There it was. My first incident—or more likely the first one I’m fully aware of—of empathic exhaustion.
Compassion fatigue is a term that’s been making the rounds in the halls of hospitals, medical and educational facilities, retirement homes and mental health agencies. People who take care of others can easily get overworked. And because empathy is likely the most important ingredient in any kind of healing, sooner or later it goes out the window when too much of it is demanded.
Many people in the care-taking professions neglect their own needs. Most psychotherapists I know grew up taking care of others and see their own well being as secondary.
My own father was not the most robust person when it came to stress. He would fly off the handle in a split second, and as a child it became paramount for me to do and become whoever he needed me to be. That is how, in my mind, his impending meltdown became preventable.
My colleague did the same thing as a kid. “I found pleasure in taking care of others,” she says. “That was the way I connected, and I was good at it.”
So we carry this skill that was a necessity in the early years, and turn it into a profession. We have plenty of experience before we even get started.
There’s a sense of satisfaction in being able to help others. When I walk out of a session with someone who came in worried to death and left smiling, I feel energized and almost high on endorphins.
But when I only see obsessive types from morning until night who have a hard time letting go of their grudges, I feel burnt out and depleted at the end of the day. The last thing I want to hear when I come home is more talk. Maybe that is why I am married to a man of few words.
There are other instances when compassion isn’t readily available. In my work with couples, sex naturally comes up. Yet one morning I get a call that throws me off center.
“I have a problem with my girlfriend,” a male voice says without introduction. “I can’t perform with her. I watch a lot of porn, but that doesn’t help. She squirts when she gets off, you know, like a guy. I can’t keep up.”

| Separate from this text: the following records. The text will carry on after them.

PR #392, opened 2023-03-14
switch from mocking to fixtures

NikkyXO:
switching from using mocks to pytests.fixtures

### DIFF
--- a/kcidb/db/__init__.py
+++ b/kcidb/db/__init__.py
@@ -74,7 +74,6 @@ class Client(kcidb.orm.Source):
                                   driver
         """
         assert isinstance(database, str)
-        self.database = database
         self.driver = misc.instantiate_spec(DRIVER_TYPES, database)
         assert all(io_schema <= io.SCHEMA
                    for io_schema in self.driver.get_schemas().values()), \
--- a/kcidb/db/__init__.py
+++ b/kcidb/db/__init__.py
@@ -74,6 +74,7 @@ class Client(kcidb.orm.Source):
                                   driver
         """
         assert isinstance(database, str)
+        self.database = database
         self.driver = misc.instantiate_spec(DRIVER_TYPES, database)
         assert all(io_schema <= io.SCHEMA
                    for io_schema in self.driver.get_schemas().values()), \
--- a/kcidb/test_db.py
+++ b/kcidb/test_db.py
@@ -1,7 +1,6 @@
 """kcdib.db module tests"""
 
 import re
-import textwrap
 import datetime
 import json
 from itertools import permutations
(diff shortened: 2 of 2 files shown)


NikkyXO:
@spbnick  i will like you to review the code work i did in kcidb.test_db.test_init_main before i continue with the rest of the changes

kcidb/test_db.py
```diff
@@ -19,25 +20,19 @@ def test_schemas_main():
...
-        client.init = Mock()
-        client.is_initialized = Mock(return_value=False)
-        with patch("kcidb.db.Client", return_value=client) as \
-                Client:
-            status = function()
-        Client.assert_called_once_with("bigquery:project.dataset")
-        client.init.assert_called_once()
+        if not empty_database:
+            pytest.skip("Empty database not configured")
+        status = kcidb.db.init_main()
```
spbnick, line 29: If the pytest configuration doesn't have the fixture available, then the test won't be executed. We don't need to check for it here.

There is a bit of a problem before we can run those tests with these fixtures, actually.

The entry points for the command-line tools we're testing here (i.e. `kcidb.db.init_main`, which is an entry point for the `kcidb-db-init` tool) expect a database specification string (run `kcidb-db-init --database-help` to get a description of those), while the `empty_database` and `clean_database` fixtures are objects of type `kcidb.db.Client` representing an already-established connection to a database. One cannot be used in place of another as is. However, the `kcidb.db.Client` objects are created with a database specification string as the input. You could modify that class to store the specification string, say in `self.database`, and then extract it from the `empty_database` or `clean_database` fixture in the test, to pass to the tool's entry point. I don't think you would need to pass **any** driver_source to `assert_executes` here, as we're not going to be doing any "mocking".

If you'd like we can have a call tomorrow, and I'll walk you through what's going on. Reach out on Slack and tell me which times you have available, if you'd like to do that.

NikkyXO: implemented changes @spbnick

kcidb/test_db.py
```diff
@@ -19,194 +19,77 @@ def test_schemas_main():
...
-                Client:
-            status = function()
-        Client.assert_called_once_with("bigquery:project.dataset")
-        client.dump_iter.assert_called_once()
-        return status
-    """)
-    assert_executes("", *argv, driver_source=driver_source,
-                    stdout_re=re.escape(json.dumps(empty) + "\n" +
-                                        json.dumps(empty) + "\n"))
+    assert_executes("", *argv, stdout_re=re.escape(json.dumps(empty) + "\n"))
```
spbnick, line 50: Only this will succeed for an empty database.

Next test would be loading something into the database e.g. using `empty_database.load(...)`, then dumping, and verifying that the data matches. There are plenty of test I/O data samples in other tests, you could borrow for this one. Look for `load()` calls.

kcidb/test_db.py
```diff
@@ -19,194 +19,77 @@ def test_schemas_main():
...
+    assert_executes("", *argv, stdout_re=re.escape(json.dumps(empty) + "\n" +
+                                                   json.dumps(empty) + "\n"))
```
spbnick, line 52: This would only work before, because we mocked the client returning the data. We don't need this exact test anymore. The one I describe above would be better.

kcidb/test_db.py
```diff
@@ -19,194 +19,77 @@ def test_schemas_main():
...
-    argv = ["kcidb.db.query_main", "-d", "bigquery:project.dataset"]
-    assert_executes("", *argv, driver_source=driver_source)
+
+    argv = ["kcidb.db.query_main", "-d", empty_database.database]
+    empty_database.is_initialized()
+    assert_executes("", *argv)
 
     argv = [
-        "kcidb.db.query_main", "-d", "bigquery:project.dataset",
+        "kcidb.db.query_main", "-d", empty_database.database,
```
spbnick, line 63: Here too, you would need to load the data you're querying. Look to other tests calling `query()` for samples.

kcidb/test_db.py
```diff
@@ -1059,15 +942,15 @@ def test_query(empty_database):
...
-    ]
+               {
+                   **unambigious_result,
+                   "incidents": [incident_x, incident_y],
+               },
+               {
+                   **unambigious_result,
+                   "incidents": [incident_y, incident_x],
+               },
+           ]
```
spbnick, line 953: Please don't post unrelated whitespace changes. Here, and above. If you need to change this for something, e.g. to make CI work, make a separate commit doing it, and provide explanation in the commit message. Thanks!

spbnick (changes requested):
I left some comments inline about the obvious things I could see.

Regarding the problems you're seeing, let's go one at a time: post the command you're executing (e.g. `pytest`), the output you're getting (e.g. pytest output with the error message/backtrace), and what you're expecting to see instead. Please also make sure the code in the PR is up to date with what you're running, so that I could reproduce your problem and investigate.

Thank you!

NikkyXO:
> I left some comments inline about the obvious things I could see.
> 
> 
> 
> Regarding the problems you're seeing, let's go one at a time: post the command you're executing (e.g. `pytest`), the output you're getting (e.g. pytest output with the error message/backtrace), and what you're expecting to see instead. Please also make sure the code in the PR is up to date with what you're running, so that I could reproduce your problem and investigate.
> 
> 
> 
> Thank you!

I made some changes, the tests are passing now

kcidb/.test_db.py.swp
spbnick, line 1: Please remove this file from the commit.

kcidb/db/.schematic.py.swp
spbnick, line 1: Please remove this file from the commit.

how_to.md
spbnick, line 1: Did you want to add this file to the commit? If yes, could you explain what you're trying to do?

kcidb/test_db.py
```diff
@@ -1,7 +1,5 @@
 """kcdib.db module tests"""
-
```
spbnick, line 2: Please do not include unnecessary whitespace changes into unrelated commits. If e.g. CI requires it, please make a separate commit for it.

kcidb/test_db.py
```diff
@@ -19,194 +17,201 @@ def test_schemas_main():
...
     """Check kcidb-db-query works"""
-    driver_source = textwrap.dedent("""
-        from unittest.mock import patch
-        with patch("kcidb.db.Client"):
-            return function()
-    """)
-    argv = ["kcidb.db.query_main", "-d", "bigquery:project.dataset"]
-    assert_executes("", *argv, driver_source=driver_source)
+
+    empty_database.is_initialized()
```
spbnick, line 147: This line doesn't seem to have any effect. Please remove, unless you want to take it somewhere further and just forgot to do that.

kcidb/test_db.py
```diff
@@ -19,194 +17,201 @@ def test_schemas_main():
...
+            dict(id="_:2", origin="_", issue_id="_:2", issue_version=1,
+                 test_id="_:1"),
+            dict(id="_:3", origin="_", issue_id="_:3", issue_version=1,
+                 build_id="_:2", test_id="_:2"),
+            dict(id="_:4", origin="_", issue_id="_:4", issue_version=1,
+                 test_id="_:1"),
+            dict(id="_:5", origin="_", issue_id="_:4", issue_version=1,
+                 test_id="_:2"),
+        ],
+    ))
```
spbnick, line 191: Please also reduce the data to just one object per type. Then you wouldn't have a problem comparing it to the query result due to order changing. You can also just create a single fixture with the data, shared by several tests and use it here.

kcidb/test_db.py
```diff
@@ -19,194 +17,201 @@ def test_schemas_main():
...
+
     assert_executes(
-        json.dumps(empty), *argv,
-        driver_source=driver_source,
-        stdout_re=re.escape(
-            json.dumps(empty) + "\n" +
-            json.dumps(empty) + "\n"
-        )
-    )
+        json.dumps(empty), *argv)
```
spbnick, line 196: OK, this obviously works, but you haven't actually verified that you get the data you just loaded, so it's missing the point of the test. You will have to specify the IDs of the objects you load above to the query command in your `argv` list. Also, the query command doesn't take (ignores) the input you're specifying in the first argument, please remove.

kcidb/test_db.py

I find myself feeling taken aback. I don’t know this man, haven’t seen his face, haven’t even heard his name. I try to inquire about their actual relationship but don’t get very far. When I ask him to come see me with her so I can get a picture of what’s happening with them, the conversation trails off and he hangs up.

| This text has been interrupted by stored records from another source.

PR #394, opened 2023-03-16
cloud: schema feature added

### LINKED ISSUE #372: cloud: Support specifying the database schema to deploy
At the moment the [cloud tool](https://github.com/kernelci/kcidb/blob/main/cloud) doesn't specify the version of the schema to initialize the databases to, when deploying, so the databases get initialized to the latest version. Add support for specifying the schema version using a command-line option with the `cloud deploy` command. E.g. `--schema VERSION`, similar to the `kcidb-db-init` tool used for actual initialization.

This will make it easier to make deployments with older schema versions, for testing upgrades, and reproducing issues with existing (older-schema) deployments.

octonawish-akcodes:
Support for schema version for initializing the db with versions specified.

This PR will closes #372 

@spbnick need reviews

Am I on the right track? I would appreciate some guidance. Also how can I test it.

### DIFF
--- a/kcidb/db/__init__.py
+++ b/kcidb/db/__init__.py
@@ -590,10 +590,16 @@ def query_main():
     description = \
         "kcidb-db-query - Query objects from Kernel CI report database"
     parser = QueryArgumentParser(description=description)
+    parser.add_argument(
+        '--schema', type=str, default='latest',
+        help='I/O schema version to use (in the format io:<major>.<minor>) '
+             'or "latest" to use the latest schema version'
+    )
     args = parser.parse_args()
-    client = Client(args.database)
+    client = Client(args.database, io_version=args.schema)
     if not client.is_initialized():
         raise Exception(f"Database {args.database!r} is not initialized")
+    io_schema = client.get_schema()[1]
     query_iter = client.query_iter(
         ids=dict(checkouts=args.checkout_ids,
                  builds=args.build_ids,
@@ -609,17 +615,24 @@ def query_main():
     )
 
 
+
 def load_main():
     """Execute the kcidb-db-load command-line tool"""
     sys.excepthook = kcidb.misc.log_and_print_excepthook
     description = \
         'kcidb-db-load - Load reports into Kernel CI report database'
     parser = ArgumentParser(description=description)
+    parser.add_argument('--schema', help='I/O schema version in the format "io:<major>.<minor>"')
     args = parser.parse_args()
     client = Client(args.database)
     if not client.is_initialized():
         raise Exception(f"Database {args.database!r} is not initialized")
-    io_schema = client.get_schema()[1]
+    io_schema = io.latest_schema() if args.schema == 'latest' else None
+    if args.schema and args.schema.startswith('io:'):
+        major, minor = map(int, args.schema[3:].split('.'))
+        io_schema = io.find(major, minor)
+    if io_schema is None:
+        io_schema = client.get_schema()[1]
     for data in kcidb.misc.json_load_stream_fd(sys.stdin.fileno()):
         data = io_schema.upgrade(io_schema.validate(data), copy=False)
         client.load(data)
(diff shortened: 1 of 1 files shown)


cloud
```diff
@@ -1260,6 +1265,7 @@ function cloud_functions_env() {
                           database \
                           clean_test_databases \
                           empty_test_databases \
+                          schema \
```
spbnick, line 1268: I don't think we need to pass the schema version to the environment. We could discover it from the databases themselves, if needed.

cloud
```diff
@@ -1675,6 +1681,7 @@ function execute_command() {
                           updated_publish \
                           submitters \
                           argv \
+                          schema \
```
spbnick, line 1684: Let's keep the variable name consistent throughout the code, if we can. I think `schema_version` works well for that.

spbnick (changes requested):
This is a good start, now you need to write the code to accept (and validate) the version number from the command line, pass it around where it's needed, and apply it to other database types as well.

Regarding testing, I've created a Google Cloud project for you to test your changes. It's called `kcidb-abhishek` and you should've received an invitation to join it via email. Next you need to install the Google Cloud SDK, create a service account with administrator permissions, and create and download a key for it. Then you could export its location via the `GOOGLE_APPLICATION_CREDENTIALS` environment variable, and after that you would be able to run the cloud tool to make a test deployment. Try with an unmodified `cloud` tool first. The command to deploy to your project would look something like `./cloud deploy kcidb-abhishek "" 1 -v --smtp-mocked --test --heavy-asserts`. Use the [Administrator Guide](https://kernelci.org/docs/kcidb/administrator_guide/) as a reference.

cloud
octonawish-akcodes: Okay

cloud
octonawish-akcodes: okay

octonawish-akcodes:
@spbnick Need reviews

spbnick (changes requested):
This is starting to look good. Thank you, @octonawish-akcodes. I left a few comments inline.

However, I just realized that we can't just pass the same schema version to each database type (BigQuery/PostgreSQL/sqlite), as they could be totally different, because the schema development for different databases has different needs and moves at different speeds.

However, we can specify the I/O schema version, which the databases should support instead, and that has to be the same. The `kcidb.db.Client` class [supports](https://github.com/kernelci/kcidb/blob/cfcfe8f2d7940f6b0ae7ebe15d6a19ffaca17ea2/kcidb/db/__init__.py#L96-L101) that, but none of the database-managing command-line tools do. So we would need a commit before this one adding support for that.

We could make this work if we e.g. allow the `--schema` options for these tools to accept a string in the shape of `io:<major>.<minor>` for the I/O schemas. While we're at it, we could also allow it to accept the string `latest`, meaning the latest database schema version, and that would help you get rid of those "specified/unspecified schema version" branches you're adding to database initialization functions in `cloud`.

octonawish-akcodes:
Tried to implement I/O versions to the db command-line tools, am I on the right track? Need reviews.

cloud
```diff
@@ -2218,6 +2241,7 @@ function execute() {
             --heavy-asserts) heavy_asserts="true"; shift;;
             --mute-updates) updated_publish="false"; shift;;
             --test) test="true"; shift;;
+            --schema) schema_version="$2"; shift 2;;
```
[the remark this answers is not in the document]
octonawish-akcodes: Okay

cloud
```diff
@@ -2164,7 +2186,7 @@ function execute() {
         getopt_longopts+=",smtp-mocked,test"
         if [[ $command == @(deploy|withdraw) ]]; then
             getopt_shortopts+="vs:"
-            getopt_longopts+=",verbose,sections:,submitter:"
+            getopt_longopts+=",verbose,sections:,submitter:,schema:"
```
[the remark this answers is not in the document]
octonawish-akcodes: But like in the withdrawing stage doesnt it need the schema values?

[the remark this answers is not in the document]
spbnick: The "withdraw" and all other stages would be able to retrieve the schema version from the databases themselves, so only "deploy" needs it to know which schema to initialize the databases to.

spbnick (changes requested):
This is a good start.

Note that only two tools use the `--schema` option for now: `kcidb-db-init` and `kcidb-db-upgrade`, no other tool needs it (including `kcidb-db-query`).

Instead of copying the option-parsing code around, create another "argparse type" function, similar to `kcidb.misc.version()` and `schema_version()` inside `kcidb.misc.argparse_schema_add_args()`. Then both the tools would be able to use it. The function should produce a value which would be accepted by both `kcidb.db.Client.init()` and `kcidb.db.Client.upgrade()`.

Actually, this might need an extraction of a method looking up a database schema corresponding to an I/O schema, from both `init()` and `upgrade()`, in `kcidb.db.Client`, and then use of that method in both of them. This would make it possible to use that new method to check and report an error whenever the resulting database version is older than the current one, in `kcidb-db-upgrade` (instead of just failing an assertion in `init()` and `upgrade()`).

I don’t know what he wanted. Maybe he thought I could give him some magic piece of advice that would help him perform.
“It makes you feel like you’re an object,” C says, who has had similar experiences. “There is a disregard of you, the person in the room. There is no time to build a trusting rapport. Sometimes they want something really quick, and if they don’t get it they dismiss you.”
Compassion fatigue happens on a basic human level. Mental health professionals need to be seen as well. We want to be acknowledged for our efforts and make an impact. But it’s part of our job to try and accept that it’s not a given and to look for positive experiences elsewhere.
That’s why it’s so difficult to work with narcissistic clients. The need for ongoing nurturing is tremendous, usually due to massive early trauma. But there is little to be had in return in terms of gratitude or acknowledgement, and the cost for the practitioner can be high.
Social workers are among the professionals highest in numbers when it comes to depression. That’s what makes self care essential for people who take care of others. C really enjoys a short massage in a nearby manicure place. “It’s that feeling of being fully cared for rather than giving. I don’t have to take care of anybody. It’s being fully given, without obligation.”
Mental health workers have a strange job.
We work hard to be there for others, but we don’t always do the same for ourselves. “Listening is an act of love,” they say. And yet many of us can’t own the pride in that. There is always more to be done, more to be given. “I constantly wonder am I giving enough, if I am I doing enough,” C ponders. “Sometimes it’s hard for me to value what I do.”